J'en viens aux partenaires sociaux du secteur, employeurs et personnels, artistes et techniciens.
En premier lieu, il me semble que l'adoption des propositions de M. Jean-Paul Guillot en faveur d'une meilleure organisation, structuration et mutualisation des structures est indispensable, tant l'émiettement de celles-ci constitue un frein à leur propre activité et épanouissement. Il s'agit, là aussi, de favoriser la professionnalisation.
En second lieu, à partir d'un diagnostic partagé, les partenaires sociaux doivent rapidement et doublement négocier.
Tout d'abord, les partenaires sociaux doivent négocier les moyens de conforter et de pérenniser l'emploi culturel. Il s'agit en particulier de redéfinir le périmètre des métiers concernés par les annexes VIII et X du protocole de l'UNEDIC, afin de recentrer le régime sur les seules professions relevant de la véritable intermittence. Certaines des propositions de M. Jacques Charpillon permettraient d'avancer en ce sens. Il s'agit aussi de définir les modalités de rémunération des heures dites « invisibles », par exemple celles qui sont consacrées aux répétitions. Il appartient aux partenaires sociaux du secteur de la culture de réinventer partiellement les modalités d'organisation de leurs activités dans le cadre naturel des conventions collectives.
Ensuite, il importe que les partenaires sociaux redéfinissent les modalités d'indemnisation chômage des annexes VIII et X du protocole.
Ce constat confirme la position de la commission des affaires culturelles sur ce point : ce système original, qui se justifie par les spécificités du secteur et repose sur la solidarité interprofessionnelle, doit être maintenu dans son principe, mais réformé dans son périmètre et dans ses modalités.
Le fonds transitoire pour 2005 trace des voies dans cette direction. Je rappelle que les travaux menés par M. Jean-Paul Guillot montrent que le protocole du printemps 2003 n'a ni entraîné les effets redoutés ni remédié à tous les problèmes. Il appartient désormais aux partenaires sociaux de prendre leurs responsabilités.

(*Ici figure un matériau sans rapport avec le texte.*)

PR #835, opened 2019-10-29
Change the global storage

endyquang:


src/adapters/github.js
```diff
@@ -315,21 +315,23 @@ class GitHub extends PjaxAdapter {
 
     $.ajax(cfg)
       .done((data, textStatus, jqXHR) => {
```
danhnguyen30041975: Why to use anonymous execution ? This doesn't work ?

```suggestion
      .done(async (data, textStatus, jqXHR) => {
```

src/main.js
```diff
@@ -2,6 +2,8 @@ $(document).ready(() => {
   octotree.load(loadExtension);
 
   async function loadExtension(activationOpts = {}) {
+    window.extStore = await ExtStore.create(STORE, DEFAULTS);
```
danhnguyen30041975: Bookmark

src/view.tree.js
```diff
@@ -30,31 +30,33 @@ class TreeView {
     const $jstree = this.$jstree;
 
     $jstree.settings.core.data = (node, cb) => {
```
danhnguyen30041975: ?

```suggestion
    $jstree.settings.core.data = async (node, cb) => {
```

src/view.help.js
```diff
@@ -4,10 +4,10 @@ class HelpPopup {
     this.store = store;
   }
 
-  init() {
+  async init() {
     const $view = this.$view;
     const store = this.store;
```
buunguyen: Why this var?

src/view.help.js
```diff
@@ -4,10 +4,10 @@ class HelpPopup {
     this.store = store;
```
buunguyen: I think we should remove local `store` this because `extStore` is global. Keep code a bit saner.

src/view.options.js
```diff
@@ -67,14 +67,15 @@ class OptionsView {
...
-      ($elm, key, value, cb) => {
+      async ($elm, key, value, cb) => {
         if ($elm.is(':radio') && !$elm.is(':checked')) {
           return cb();
         }
         const newValue = $elm.is(':checkbox') ? $elm.is(':checked') : $elm.val();
         if (value === newValue) return cb();
         changes[key] = [value, newValue];
-        this.store.set(key, newValue, cb);
+        await this.store.set(key, newValue);
```
buunguyen: ditto, use extStore, get rid of this.store var

src/core.storage.js
```diff
@@ -1,44 +1,106 @@
...
+      for (const key of Object.keys(values)) {
+        await store.setIfNull(values[key], defaults[key]);
       }
+      resolve(store);
+    })
+  }
+
+  set(key, value) {
+    const payload = {[key]: value};
+    return key === STORE.TOKEN
```
buunguyen: How is the multiaccount handled? Maybe we should do it by convension, if key.contains('token') then setLocal. Then make sure the multiaccount uses something with token in name.

src/core.storage.js
```diff
@@ -1,44 +1,106 @@
...
-
-    function parse(val) {
-      try {
-        return JSON.parse(val);
-      } catch (e) {
-        return val;
+  static create(values, defaults) {
+    return new Promise(async (resolve, reject) => {
+      const store = new ExtStore();
+      for (const key of Object.keys(values)) {
```
buunguyen: May not have worthy perf impact, but generally I'd like to see this done in parallel, like

await Promise.all(keys.map((key) => store.setIfNull(...));

src/adapters/adapter.js
```diff
@@ -67,7 +67,7 @@ class Adapter {
             item.icon = type;
 
             if (type === 'blob') {
-              if (this.store.get(STORE.ICONS)) {
+              if (await this.store.get(STORE.ICONS)) {
```
buunguyen: get rid of this.store, see other comment

src/adapters/github.js
endyquang: Yep this does not work

src/view.help.js
endyquang: It's just the name you know? Or do you mean using extStore in name only?

src/view.tree.js
endyquang: same as the callback inside `done' of ajax, this function can't be an async one

src/view.help.js
buunguyen: I mean extStore now is global, we should use it everywhere. We shouldn't pass `store` object to each view like this any more.

src/core.storage.js
endyquang: the multiaccount is now using the name 'accounts', should i add a whitelist instead?

buunguyen: I'd prefer we use a convention based approach. Maybe change it to "token_accounts", then can check if startsWith("token"). That's more generic and make it easy if we add more stuff later.

src/core.storage.js
```diff
@@ -35,13 +35,11 @@ class ExtStore {
...
   static create(values, defaults) {
-    return new Promise(async (resolve, reject) => {
-      const store = new ExtStore();
-      for (const key of Object.keys(values)) {
-        await store.setIfNull(values[key], defaults[key]);
-      }
-      resolve(store);
-    })
+    const store = new ExtStore();
+    return Promise.all(Object.keys(values).map((key) => {
```
buunguyen: Less ugly version:
```
await Promise.all(...)
return store;
```

src/adapters/adapter.js
```diff
@@ -66,7 +65,7 @@ class Adapter {
             // Uses `type` as class name for tree node
             item.icon = type;
 
-            octotree.setNodeIconAndText(this, item);
+            await octotree.setNodeIconAndText(this, item);
```
buunguyen: Is this async fn?

src/adapters/github.js
buunguyen: I wonder why it doesn't work?

src/core.constants.js
```diff
@@ -4,7 +4,7 @@ const SHOW_CLASS = 'octotree-show';
 const PINNED_CLASS = 'octotree-pinned';
 
 const STORE = {
-  TOKEN: 'octotree.access_token',
+  TOKEN: 'octotree.access.local',
```
buunguyen: octotree.token.local

src/adapters/github.js
endyquang: it did not work when i tested it. I also could not find any relevant info on google. So my coclusion is it doesn't work

src/core.storage.js
endyquang: static method can't be async, so this won't do

src/adapters/adapter.js
endyquang: Yes, there is a store.get inside
https://github.com/ovity/octotree/blob/master/src/core.api.js#L81

src/view.tree.js
```diff
@@ -194,7 +195,7 @@ class TreeView {
     }
   }
 
-  syncSelection(repo) {
+  async syncSelection(repo) {
```
danhnguyen30041975: Miss update at  https://github.com/ovity/octotree/blob/cc60d85da02a5f817f1b4c222207779398f94280/src/main.js#L146

src/view.tree.js
danhnguyen30041975: Please help put comment for reason why to use anonymous execution

src/main.js
```diff
@@ -305,8 +305,8 @@ $(document).ready(() => {
     function setHotkeys(newKeys, oldKeys) {
       key.filter = () => $sidebar.is(':visible');
       if (oldKeys) key.unbind(oldKeys);
-      key(newKeys, () => {
-        if (togglePin()) treeView.focus();
+      key(newKeys, async () => {
```
danhnguyen30041975: Not sure this works, did you test ?

src/main.js
```diff
@@ -119,21 +119,21 @@ $(document).ready(() => {
...
+        await tryLoadRepo(true);
       }
     }
 
-    function tryLoadRepo(reload) {
-      const token = octotree.getAccessToken();
-      adapter.getRepoFromPath(currRepo, token, (err, repo) => {
+    async function tryLoadRepo(reload) {
+      const token = await octotree.getAccessToken();
+      await adapter.getRepoFromPath(currRepo, token, async (err, repo) => {
```
danhnguyen30041975: No need `await` for `getRepoFromPath`, the next step after calling `getRepoFromPath` is on callback.

src/core.storage.js
```diff
@@ -1,44 +1,122 @@
...
-  static create(values, defaults) {
-    const store = new Storage();
-    for (const key of Object.keys(values)) {
-      store.setIfNull(values[key], defaults[key]);
+
+class ExtStore {
+  constructor(values, defaults) {
+    this._isInit = false;
+
+    this._init = async function () {
```
danhnguyen30041975: Why not just put this as class method like

```
async _init() {

}
```

src/core.constants.js
```diff
@@ -4,7 +4,7 @@ const SHOW_CLASS = 'octotree-show';
 const PINNED_CLASS = 'octotree-pinned';
 
 const STORE = {
-  TOKEN: 'octotree.access_token',
```
danhnguyen30041975: This breaks saved token on user, is this really necessary for changing the name ?

src/main.js
endyquang: There are places calling tryLoadRepo, so either need to return the adapter.getRepoFromPath or await for it

src/core.storage.js
endyquang: To make use of the parameters values and defaults

src/core.constants.js
endyquang: I discussed with @buunguyen and came up with this naming convention. I think it worths it

src/main.js
endyquang: It works to me

src/view.tree.js
endyquang: Thanks, i totally missed this

PR #839, opened 2019-11-08
Center Github main element when sidebar pinned

Bhacaz:
### Problem
The main container of Github was not centred like it's normally be when the sidebar is pinned. I thought it feels weird.

### Solution
I adjust some css attributes to center the main Github view.

### Screenshots
**Before**
Screen Shot 2019-11-08 at 13 59 37
**After**
Screen Shot 2019-11-08 at 13 59 23


buunguyen:
Thanks for this. I have thought about this but decide the current behavior is better.

PR #849, opened 2019-12-03
Refactor load all tree option

Fahme:


src/core.api.js
```diff
@@ -87,6 +88,16 @@ class OctotreeService {
     }
   }
 
+  async _loadAllTree(context, repo) {
```
buunguyen: The name doesn't make sense. It is called "loadX" but it actually returns boolean. Maybe 'shouldLoadEntireTreeAtOnce'. Also, don't pass in 'context', just pass in 'adapter'.

PR #861, opened 2019-12-29
Dispatch `pjax:end` event on native `document`

### LINKED ISSUE #490: `pjax:end` event not dispatched on native `document`

jdreesen:
### Problem
GitHub's own pjax implementation dispatches its events directly in the DOM, while the jQuery pjax library we use here dispatches its events only within its jQuery instance. 

Because some GitHub add-ons listen to certain pjax events in the DOM it may be necessary to forward an event from jQuery to the DOM to make sure those add-ons don't break. 

Fixes #490 

### Solution
Dispatch the `pjax:start` and `pjax:end` events (for now) in the native DOM whenever they're dispatched within jQuery.

_Note that I don't forward the event details/extra parameters or whether they're cancellable at the moment, because the pjax implementations differ in this case and I could not find a case where this info is used by listeners._

### Screenshots
Before this PR when navigating through Octotree:
grafik

After the PR or when navigating though GitHub or reloading the page manually:
grafik

As can be seen on the second screenshot, Refined GitHub adds gray dots to show the whitespace and OctoLinker adds pink dots to indicate that you can navigate to the required libraries.

---

As I have no experience in browser add-on development and there's no documentation how I could build and install my local Octotree development version in my Firefox, I don't know how to verify if the solution is working. But I've done a lot of research and digging through (minified) JavaScript and am therefore pretty confident it does.

So, could you please verify this?

### DIFF
--- a/src/adapters/github.js
+++ b/src/adapters/github.js
@@ -13,10 +13,13 @@ const GH_HIDDEN_RESPONSIVE_CLASS = '.d-none';
 const GH_RESPONSIVE_BREAKPOINT = 1010;
 
 class GitHub extends PjaxAdapter {
+  constructor() {
+    super(GH_PJAX_CONTAINER_SEL);
+  }
+
   // @override
   init($sidebar) {
-    const pjaxContainer = $(GH_PJAX_CONTAINER_SEL)[0];
-    super.init($sidebar, {pjaxContainer: pjaxContainer});
+    super.init($sidebar);
 
     // Fix #151 by detecting when page layout is updated.
     // In this case, split-diff page has a wider layout, so need to recompute margin.
@@ -171,11 +174,6 @@ class GitHub extends PjaxAdapter {
         cb(null, repo);
       });
     }
-  }
-
-  // @override
-  selectFile(path) {
-    super.selectFile(path, {pjaxContainerSel: GH_PJAX_CONTAINER_SEL});
   }
 
   // @override
--- a/src/adapters/pjax.js
+++ b/src/adapters/pjax.js
@@ -4,8 +4,14 @@ class PjaxAdapter extends Adapter {
     this._pjaxContainerSel = pjaxContainerSel;
 
     $(document)
-      .on('pjax:start', () => $(document).trigger(EVENT.REQ_START))
-      .on('pjax:end', () => $(document).trigger(EVENT.REQ_END))
+      .on('pjax:start', () => {
+        $(document).trigger(EVENT.REQ_START);
+        this._dispatchPjaxEventInDom('pjax:start');
+      })
+      .on('pjax:end', () => {
+        $(document).trigger(EVENT.REQ_END);
+        this._dispatchPjaxEventInDom('pjax:end');
+      })
       .on('pjax:timeout', (e) => e.preventDefault());
   }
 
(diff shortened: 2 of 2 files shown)


buunguyen:
Hi, thanks for this. Question: I'm still puzzled how Octotree breaks other extensions. I read the original issue #490 but wasn't clear why listening on events would break things. Does that stop native events from being fired or what?

buunguyen:
Also, to be clear, you didn't test it at all? Or you just didn't test it on Firefox?

buunguyen:
I think I get it now. Let me test more carefully. Thanks again for helping out!

buunguyen:
Tested. Just need to handle re-entrance otherwise there will be call stack error: https://github.com/ovity/octotree/commit/44fdb80e117aef01c30d8b50cd219953af11dc3e.

jdreesen:
Thx for your quick reaction and testing/merging/fixing this! :)

> Also, to be clear, you didn't test it at all? Or you just didn't test it on Firefox?

I didn't test it at all, because I didn't know how (I have zero experience in add-on development).

> Question: I'm still puzzled how Octotree breaks other extensions. I read the original issue #490 but wasn't clear why listening on events would break things. Does that stop native events from being fired or what?

The problem were not the listeners in Octotree, but that Octotree uses a jQuery pjax plugin, whereas GitHub uses a custom pjax implementation without jQuery that's operating directly on the DOM.

While jQuery's event listeners get called for events dispatched through jQuery *or* the DOM, everything was fine on your side.

Events dispatched through jQuery, on the other hand, are only visible within jQuery but not the DOM.

This means, that because those other plugins listen to events directly on the DOM, their listeners don't get called when Octotree dispatches its pjax events, which is why we have to re-dispatch them directly on the DOM (which... results in a loop, because jQuery's listeners get called again, so thx for your re-entrance fix!).

Here's a little example:
```js
document.addEventListener('my:test', e => console.log('DOM', e.type))
jQuery(document).on('my:test', e => console.log('jQuery', e.type))

document.dispatchEvent(new Event('my:test'))
// > DOM my:test
// > jQuery my:test

jQuery(document).trigger('my:test')
// > jQuery my:test
```

PR #866, opened 2020-01-02
Fix: Tree icons stretch in Firefox

reicheltp:
### Problem

The icons in the tree are stretched, thus the whole tree looks weird.

image

### Solution
Change `flex` property of icon to prevent stretching.

Result:
image

### Platform Info
- Octotree Version 4.1.3
- Firefox 71 (64bit) on Windows 10

### DIFF
--- a/src/adapters/github.less
+++ b/src/adapters/github.less
@@ -223,7 +223,7 @@
 
         .jstree-icon {
           width: 16px;
-          flex-shrink: 0;
+          flex: 0 0 auto;
         }
 
         .jstree-icon,


jdreesen:
Strange, this doesn't occur for me with the same setup:
* Octotree version: 4.1.3
* Browser & version: Firefox 71.0 (64-Bit)
* OS & version: Windows 10 Pro 19.03

reicheltp:
Hey @jdreesen, Thanks for the tip! I investigated a little more and this strange bug was caused by an old version of Sourcegraph (1.18.0) I have also installed. Disabling this addon or updating to a newer version of Sourcegraph (19.12.x) solved the visual errors.

PR #868, opened 2020-01-03
Fix content jumps right if sidebar is pinned

endyquang:
### Problem
Due to #865  when pin, the content jumps right

### Solution
Add padding to the caculation of margin-left of the content

### Screenshots
Before #865
The content only jumps right when the sidebar is pinned and its width is big enough
a

After #865
The content jumps right when the sidebar is pinned
a

After this
The content never jumps right
a

### DIFF
--- a/src/adapters/github.js
+++ b/src/adapters/github.js
@@ -76,17 +76,28 @@ class GitHub extends PjaxAdapter {
 
   // @override
   updateLayout(sidebarPinned, sidebarVisible, sidebarWidth) {
-    const SPACING = 10;
+    const SPACING = 20;
     const $containers =
       $('html').width() <= GH_RESPONSIVE_BREAKPOINT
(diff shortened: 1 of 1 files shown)


src/adapters/github.js
```diff
@@ -76,17 +76,28 @@ class GitHub extends PjaxAdapter {
 
   // @override
   updateLayout(sidebarPinned, sidebarVisible, sidebarWidth) {
-    const SPACING = 10;
+    const SPACING = 20;
```
buunguyen: Why not 10? Does it change existing behavior somehow?

buunguyen:
@endyquang I already reverted the last PR. Please issue a new PR, focusing on fixing the issue, not refactoring. We will refactor when we have the full test suite.

endyquang:
Ok let's close this. I'll make another PR

src/adapters/github.js
endyquang: Yes it changes the spacing between sidebar and the content

PR #890, opened 2020-02-23
fix New PR page layout

endyquang:
### Screenshots
Before
image

After
Peek 2020-02-23 14-48

### DIFF
--- a/src/adapters/github.js
+++ b/src/adapters/github.js
@@ -7,7 +7,7 @@ const GH_PJAX_CONTAINER_SEL =
   '#js-repo-pjax-container, div[itemtype="http://schema.org/SoftwareSourceCode"] main, [data-pjax-container]';
 
 const GH_CONTAINERS = '.container, .container-lg, .container-responsive';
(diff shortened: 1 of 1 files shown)


buunguyen:
@endyquang does this also address these issues? https://github.com/ovity/octotree/issues/902

endyquang:
@buunguyen No this doesn't. This will only fix the PR page

buunguyen:
Can you check the linked issue too, see if can change to fix it so that we only regression once?

endyquang:
Certainly this PR should fix every possible pages. I had checked the 902 and could not find any quick solution, i'll try some more

buunguyen:
In the GIF, why did the margin changed when switching from .gitignore to gulpfile.js? Also when switching from the diff page to code page, margin also changes.

endyquang:
@buunguyen it's because of the scrollbar of the browser. The scrollbar pop out for gulpfile and dissapear when open .gitignore.
I suppose a Mac does't have this, but this is a normal behavior with linux and windows

Issue #895, opened 2020-03-03
File links in pull requests are broken


RussKie:
### Description

The file navigation is broken after the recent GitHub update.
Seems `id`s for files have changed. E.g. it used to be:
```html
<div id="diff-6" class="file ...." data-codeowners="...." data-file-type=".cs" data-file-deleted="false">
   ....
</div>
```
and now it is
```html
<div id="diff-56f8482aeb786dd105fbf93dedf2615f" class="file ...." data-codeowners="..." data-file-type=".targets" data-file-deleted="false">
   ....
</div>
```

[Better Pull Requests](https://github.com/berzniz/github_pr_tree/pull/96) fixed it pretty fast 😉 

### Environment (if bug)

* Octotree version: 4.1.7
* Browser & version: MS Edge Version 80.0.361.62 (Official build) (64-bit)
* OS & version: W10

buunguyen:
Thanks, we're trying to fix this. The Better Pull Requests folks are lucky, they only show the tree in the "Files" tab, where the new DOM is available so the fix is very simple. Octotree needs to show in other pull request pages (e.g. Conversations, Commits), where the new hashes aren't known, we're still trying to figure out where those come from (thanks GitHub!).

buunguyen:
This was quite challenging to fix, as pointed out in the last comment, but also because we had to handle backward compatibility with old versions of GitHub Enterprise. We decided to move the pull request review feature to the Pro version so that contributors could be **partially** paid for their time. This is the only way we can keep Octotree alive. The fix is available in 4.2.1. 

As a token of appreciation for those of you who reported the issue and discussed about it in this thread and [the related thread](https://github.com/ovity/octotree/issues/905), we offer a lifetime subscription to Octotree Pro. Please [contact us](https://www.octotree.io/contact) with the email address of your Octotree account.

RussKie:
It is an unfortunate loss of functionality, but I totally respect your decision. 
Thank you for the generous offer 👍

PR #903, opened 2020-03-15
Remove PR changes view

endyquang:
### Problem
https://twitter.com/furixturi/status/1233228545125519360
#895 
Github has changed. The files navigation is broken, it no longer links to the correct files and works as we expected.

### Solution
Fixing this would be too overhead and would add so much complexity to both code and usability. So the solution is to **remove this feature**.

### DIFF
--- a/src/view.tree.js
+++ b/src/view.tree.js
@@ -99,25 +99,12 @@ class TreeView {
   }
 
   _onItemClick(event) {
-    let $target = $(event.target);
-    let download = false;
-
     // Handle middle click
     if (event.which === 2) return;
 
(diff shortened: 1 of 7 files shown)


src/view.tree.js
```diff
@@ -99,25 +99,12 @@ class TreeView {
   }
 
   _onItemClick(event) {
-    let $target = $(event.target);
-    let download = false;
```
endyquang: Beside from adding a new method to detect the click target.
I removed this download part, which view the file's raw. So as not to conflict with #892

Enfin, il importe que la responsabilité propre de l'UNEDIC et des ASSEDIC soit pleinement assumée. Cela suppose que leurs services s'attachent bien sûr à respecter la lettre et l'esprit des textes, tout en délivrant des informations et un accueil de qualité. Il serait en effet regrettable que les mesures positives, certes évolutives et donc, il faut le reconnaître, complexes à mettre en oeuvre, voient leur effet contrarié au stade de leur application.
Faisons d'un mal un bien afin que cette sortie de crise soit bénéfique pour tous : pour la création culturelle, tout particulièrement pour le spectacle vivant ; pour tous les protagonistes de la création, dont le professionnalisme doit être soutenu ; pour le public - tous les publics, quelles que soient les générations concernées et leur condition sociale ; pour la place de la France sur la « planète culture », avec sans doute son originalité, son exception, à laquelle nous tenons. Il n'est qu'à voir l'accueil fait à la France à l'occasion des grandes célébrations culturelles, notamment en Chine, comme vous venez de le rappeler, monsieur le ministre.
André Malraux le rappelait dans la Tentation de l'Occident : « Une culture ne meurt que de sa propre faiblesse. »
Monsieur le ministre, vous pouvez, dans cet esprit, être assuré de notre vigilance et de notre soutien.